Придя в спальню, мальчишка пытался отстоять своё место на балконе. Он хотел было стащить Колькину постель и перенести её на прежнее место, но разве ему было сладить с верзилой Ловачом. Растянувшись на своей постели, Ловач, посмеиваясь, приговаривал:
— Брысь отсюда! — и отталкивал мальчишку ногой.
Мальчишке уже изрядно попало, но он не отставал, продолжая кричать, что это несправедливо, что у них в детдоме, там, где он жил раньше и куда непременно уедет опять, так никогда ещё не делали.
Ребята безучастно смотрели на происходящее. И было непонятно, считают ли они, что мальчишка бушует зря, или же просто не хотят связываться с Ловачом, у которого на крепких руках перекатываются твёрдые мускулы.
Сам Колька сидел на краешке кровати молча, будто то, что происходило, не касалось его. Но на самом деле всё в нём — его насторожённо вспыхнувшие под коротенькими подрагивающими ресницами глаза, худые, стиснутые в кулаки руки, сжавшееся пружиной сердце, — весь он напрягся, готовый в любую минуту кинуться в бой. Если все кругом будут нападать и захватывать, он тоже сумеет за себя постоять! У него не отнимешь, если даже он захватил то, что ему не принадлежит! И теперь он сидел на кровати, как волчонок среди чужой стаи, уверенный, что в жизни так и надо.

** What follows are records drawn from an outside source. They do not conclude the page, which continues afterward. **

PR #103, opened 2017-03-03
Rename bootimgtools to magiskboot

Yeradon:
Renaming is missing within build.sh

### DIFF
--- a/build.cmd
+++ b/build.cmd
@@ -57,10 +57,10 @@ EXIT /B %ERRORLEVEL%
   COPY /Y libs\arm64-v8a\* zip_static\arm64
   COPY /Y libs\x86\* zip_static\x86
   COPY /Y libs\x86_64\* zip_static\x64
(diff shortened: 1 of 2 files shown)


Yeradon:
a839cb787e564df2c4781649426ea915cd2a4129

lexyan:
Hi Yeradon,
there is also reference to bootimgtools in the script directory, specially in  scripts/flash_script.sh

Yeradon:
Yeah saw that when i tried to flash. Gonna trie to find them all. I don't know much details about magisk's internal structures so its more of a trial and error for me. Gonna add the rest when i found all direct and indirect references.

Yeradon:
Ok a quick search showed that it's only used during un/installation process, which is what you expect. But when modifying the installer script, there is a 255 Error during installation. Which is not really helpfull,

Yeradon:
Fixed by topjohnwu in lässt commits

Тощенького мальчишку, как выяснилось, тоже звали Колькой. И потом их стали звать Колька Маленький и Колька Большой.
Колька Маленький продолжал бушевать, пока в спальню не пришла привлечённая шумом воспитательница. Не та молодая, чёрненькая, с башенкой волос, которая была утром, а другая — коротышка в мелких белых кудряшках. Она строго прикрикнула на Кольку Маленького, потому что уже было время отбоя и все должны были находиться в постелях. Колька пытался что-то сказать, но она не стала его слушать. Её рабочий день кончился уже десять минут назад, и она торопилась.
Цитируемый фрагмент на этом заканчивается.